3. Gzip your One Big File(s)
Now that you’ve got one or two or so JavaScript files, you need to gzip them into a gzip file. You can use the command-line gzip tool on the server to do this, like:
gzip -n9c scriptfile.js > scriptfile.gz.js

The -n option means to not store the the original file name in the gzip file. No big deal if you do, but there’s no reason to do it either. -9 means maximum compression. I like doing things to the extreme! And -c means to write to standard output instead of modifying the source file, so we need to pipe it “>” to a .gz.js file at the end. Or you can use a UI tool such as 7-Zip that supports gzip compression. That’s just damn easy.

Then upload the .gz.js script file to your server, and change all your old <script> tags for every file you had to one pointing to it.
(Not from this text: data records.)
PR #421, opened 2026-07-31
fix(company-search): restyle focus indicator to a dotted border (#30.x.7)

dgjlindsay:
## Summary

Round 5 follow-up on TWO-25288 (#30.x.7), post-merge feedback on PR #420's fix.

Round 4's focus indicator worked (visible, functional) but the styling was wrong: an outline ~4px wider than the button's own padding, inconsistent with this checkout's other focus states (a plain dotted rectangle with square corners).

- Replaced `#search_company_btn:focus`'s `outline` with `border: 1px dotted grey !important` — a flush border rather than an offset outline, matching the checkout's existing focus convention.
- Added explicit `padding: 0 2px` to the base `#search_company_btn` rule (previously relying on the browser's own default `<button>` padding), so the border sits close against the text rather than around an oversized default box.

## Test plan

- [x] `npm run test:js` — 173/173 passing. Updated the round-4 focus test to assert the new border declaration; added a new test for the explicit padding.
- [x] `php tests/unit/run.php` — all passing.
- [x] `prettier --check` clean.

## Root cause note

Not a regression — round 4's fix worked functionally (visible + keyboard-activatable), it was purely a visual mismatch with the checkout's design language, caught in live review after merge.

### DIFF
--- a/assets/css/twoinc.css
+++ b/assets/css/twoinc.css
@@ -250,28 +250,37 @@
   right: 4px;
   background: none;
   border: 0;
+  padding: 0 2px;
   font: inherit;
   text-transform: none !important;
 }
 
 /*
- * Explicit focus indicator (#30.x.7, round 4). Reported live: tabbing out of
- * the manual-entry name field lands focus here with no visible sign of it.
- * The button carries no host-supplied focus styling of its own — same class
- * of problem as the uppercase fix above (#30.x.5.1): a real <button> is a
- * target for a host theme's own button chrome, where the <div> this used to
- * be never was. Assumed, not confirmed live in devtools the way the
- * uppercase fix's Astra rule was (#30.x.5.1's comment quotes the actual
- * selector list found) — plausible that Astra's same button reset also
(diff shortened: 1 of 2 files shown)


dgjlindsay:
## Adversarial self-review — 1 round (lighter review, per Doug)

Single-reviewer QA pass (small, purely-visual CSS diff). No blockers. Two optional nits folded in via a follow-up commit:
- Drawing the focus border only on `:focus` grew the button's box by 2px on focus/blur, nudging its unfixed-width, right-pinned position ~1px sideways each way. Reserved the same border width/style (transparent) in the base rule so `:focus` only ever changes colour, never box size.
- `grey` was the only named CSS color in the stylesheet; switched to `#808080` to match the file's hex convention.

`npm run test:js` 174/174 passing throughout, `prettier --check` clean, `php tests/unit/run.php` passing.

Merging on green per Doug's call — no confirming round, no 10-minute wait for this one.

— by Claude

PR #422, opened 2026-07-31
fix(checkout): stop billing field reorder, move optionals to the bottom

dgjlindsay:
## Summary
- Stop `positionFields()` pulling `billing_phone`/`billing_email` into the pre-billing "representative" wrapper — this ~100ms move was the cause of the ~1s visible field reorder (fields jumped from server-rendered order into a different order once JS ran).
- That wrapper's own visual cue (an `<h3>` heading) was commented out in 2021 with no CSS replacement, so the grouping has no remaining display purpose today. First/last name still move there (a no-op position-wise, since they're already first).
- Move the optional fields (invoice email, PO number, project, department) off company's own priority onto a fixed baseline below phone/email, so they always land at the bottom regardless of company field state.

Final order: first/last name -> country -> company -> street address x2 -> postcode/city -> phone -> email -> optional fields.

## Test plan
- [x] `make test-unit` — all pass, including new `testFieldPrioritiesMatchDesiredCheckoutOrder`
- [x] `npm run test:js` — 193 passed
- [x] Live-verified via Chrome against a local dev checkout (company search + all optional fields enabled): billing field order identical between initial paint and t+2s — no reorder

### DIFF
--- a/assets/js/twoinc.js
+++ b/assets/js/twoinc.js
@@ -888,7 +888,15 @@ let twoincDomHelper = {
   },
 
   /**
-   * Move the fields to their original or Twoinc template location
+   * Move the fields to their original or Twoinc template location.
+   *
+   * Phone and email used to be pulled up here too (into the pre-billing
+   * "representative" wrapper, alongside first/last name), so a buyer would
+   * see one field order on first paint and a different one ~1s later once
+   * this fired. That grouping's own visual cue (an h3 heading) was commented
+   * out back in 2021 and never replaced with CSS, so nothing distinguishes
+   * the wrapper today — it was pure reorder with no remaining display
+   * purpose. Phone/email now stay in their native WC position (#33).
    */
   positionFields: function () {
     setTimeout(function () {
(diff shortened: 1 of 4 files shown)


dgjlindsay:
## Adversarial self-review (round 1) — by Claude

**Han (regression risk, representative-fields JS/view change):** no BLOCKER/BUG. Verified guest/non-Two path, company-search-off, order-pay page (`views/woocommerce_order_pay.php`, fully independent markup), no other JS/CSS/test refs to the removed `twoinc-ph-target`/`twoinc-em-target` targets, no CSS sized for the old 4-field wrapper.

**Vader (edge cases, priority-baseline change):** found one latent (not currently exploitable) issue — the new fixed optional-field baseline (200) decoupled `invoice_email`/PO/project/department from company's own priority; a future brand overlay pushing `billing_company`'s priority to 196+ could have inverted company/company_id above the optionals. No such overlay exists today, but the diff introduced the risk. **Fixed in follow-up commit 547c004**: clamped company's priority read at 190 in both `move_country_field()` and `update_company_fields()`, with a regression test (`testCompanyPriorityClampPreventsInversionAboveOptionals`).

Round 2 not run — Han's findings were all clean, Vader's one finding is fixed and test-covered. No new findings expected from a repeat pass on an unchanged surface.

dgjlindsay:
## Adversarial self-review (round 2, confirmation) — by Claude

Re-ran Vader against commit 547c004 (the clamp fix for round 1's finding) with a confirm-only mandate.

**Verdict: CONFIRMED CLEAN.**
- `move_country_field()` and `update_company_fields()` both compute `min($fields['billing']['billing_company']['priority'] ?? 30, 190)` before deriving country/company/company_id. Verified against inputs 1000, 200, 199, 191, 190, 30 (default), and negative — all resolve strictly below the fixed optional-field baseline (200).
- New test `testCompanyPriorityClampPreventsInversionAboveOptionals` forces `billing_company.priority = 1000` and asserts against the real production methods — not tautological, fails without the fix.
- No brand overlay in `brands/` sets a `billing_company` priority in the 190-199 range — clamp breaks no existing legitimate use.
- Fresh pass over the full diff surfaced nothing new in the JS/view change.

Two clean confirming rounds. No outstanding findings.

PR #423, opened 2026-07-31
fix(TWO-33): sync WooCommerce's locale defaults with the country/company priority clamp

dgjlindsay:
## Summary

`#33` shipped a server-side fix (PR #422 / commit 547c004) so country renders above company on checkout. It works for the raw HTML — but WooCommerce core's own `address-i18n.js` independently re-derives `#billing_country_field`'s priority from `WC_Countries::get_country_locale()`'s `default` entry on **every** checkout load (not only on country change), then physically re-sorts the billing form's DOM. That locale array is untouched by this plugin's `woocommerce_checkout_fields` filters, so it still carries WooCommerce's hardcoded defaults (company priority 30, country priority 40) and silently re-inverts the order client-side a few hundred ms after load — undoing the #33 fix in the browser only.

I.e. like:
<script type=”text/javascript” src=”scriptfile.gz.js”></script>
That’s all there is to it!

Show Me The Numbers!
Let’s use my Minesweeper game for comparison. The code is served in two files: libs.gz.js containing Prototype and Scriptaculous core and Effects libraries, and minesweeper.gz.js containing the actual game. The breakdown of the files in these libraries before combining them is as follows (at the time of writing):

Original
libs.js: 95 kB + 3 kB + 38 kB = 135 kB
minesweeper.js: 3 + 9 + 9 + 4 + 2 = 25 kB

Shrunk
libs.js: 92 kB (32% smaller)
minesweeper.js: 13 kB (48% smaller)

Gzipped
libs.js: 30 kB (78% smaller)
minesweeper.js: 7 kB (72% smaller)

Shrunk + gzipped
libs.js: 27 kB (80% smaller)
minesweeper.js: 4 kB (84% smaller)

Now, add to that the fact that every HTTP request for a file incurs a 1 kB overhead in HTTP headers, and you get an original total amount transferred of 135 + 25 + 8 = 168 kB compared to 27 + 4 + 2 = 33 kB, i.e. a total saving of 135 kB, i.e. 80% less bandwidth used, not to mention that making two http requests is much faster than making eight http requests!

The next step would be to bundle up html, css, scripts, and everything you possibly can into one request… (In fact, I have scripts doing that automatically at runtime on some sites…) But you have to draw the line somewhere. There’s a definite trade off in maintainability, cachability, and compatibility of the site. So I’ll stop here.